| TASK BRIEF |
Working from the entries below, give again each line from the first through the one containing "Remove the Fedora", exactly and with nothing else.

── RECORDS TO USE

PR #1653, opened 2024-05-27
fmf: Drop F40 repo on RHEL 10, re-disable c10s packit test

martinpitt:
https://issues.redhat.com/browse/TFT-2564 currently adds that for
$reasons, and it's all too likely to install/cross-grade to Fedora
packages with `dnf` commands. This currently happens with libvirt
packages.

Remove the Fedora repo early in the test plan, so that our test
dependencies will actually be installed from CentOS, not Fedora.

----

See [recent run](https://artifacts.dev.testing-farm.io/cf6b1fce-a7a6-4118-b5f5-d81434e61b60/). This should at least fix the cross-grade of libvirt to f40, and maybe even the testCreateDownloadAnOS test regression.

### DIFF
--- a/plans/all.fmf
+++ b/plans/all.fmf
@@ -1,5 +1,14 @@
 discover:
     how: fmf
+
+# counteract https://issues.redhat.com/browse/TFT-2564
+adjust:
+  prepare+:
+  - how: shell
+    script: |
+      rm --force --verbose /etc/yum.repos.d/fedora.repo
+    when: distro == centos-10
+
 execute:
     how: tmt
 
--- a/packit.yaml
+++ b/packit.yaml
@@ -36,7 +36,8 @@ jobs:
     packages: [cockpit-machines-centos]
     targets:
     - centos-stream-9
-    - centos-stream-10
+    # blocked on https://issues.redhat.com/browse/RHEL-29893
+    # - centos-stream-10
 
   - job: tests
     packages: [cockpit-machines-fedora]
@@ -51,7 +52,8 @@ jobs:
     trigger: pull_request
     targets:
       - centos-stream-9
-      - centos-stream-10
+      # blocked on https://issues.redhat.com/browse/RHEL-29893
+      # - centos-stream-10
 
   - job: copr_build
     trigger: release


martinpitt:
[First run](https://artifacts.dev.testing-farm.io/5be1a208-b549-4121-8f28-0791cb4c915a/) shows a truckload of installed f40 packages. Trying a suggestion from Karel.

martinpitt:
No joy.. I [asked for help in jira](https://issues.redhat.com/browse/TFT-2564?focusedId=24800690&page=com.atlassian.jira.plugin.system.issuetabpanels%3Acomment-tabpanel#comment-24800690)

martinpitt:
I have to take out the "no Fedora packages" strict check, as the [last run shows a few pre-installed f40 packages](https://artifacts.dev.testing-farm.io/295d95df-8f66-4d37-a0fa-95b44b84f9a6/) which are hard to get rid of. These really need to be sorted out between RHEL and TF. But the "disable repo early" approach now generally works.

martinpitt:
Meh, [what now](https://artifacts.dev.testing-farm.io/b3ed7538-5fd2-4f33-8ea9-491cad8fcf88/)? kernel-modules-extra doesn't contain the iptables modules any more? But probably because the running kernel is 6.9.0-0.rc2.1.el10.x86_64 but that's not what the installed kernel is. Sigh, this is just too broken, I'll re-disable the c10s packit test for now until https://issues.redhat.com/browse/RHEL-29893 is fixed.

────

| RESULT OF THE TASK |
PR #1653, opened 2024-05-27
fmf: Drop F40 repo on RHEL 10, re-disable c10s packit test

martinpitt:
https://issues.redhat.com/browse/TFT-2564 currently adds that for
$reasons, and it's all too likely to install/cross-grade to Fedora
packages with `dnf` commands. This currently happens with libvirt
packages.

Remove the Fedora repo early in the test plan, so that our test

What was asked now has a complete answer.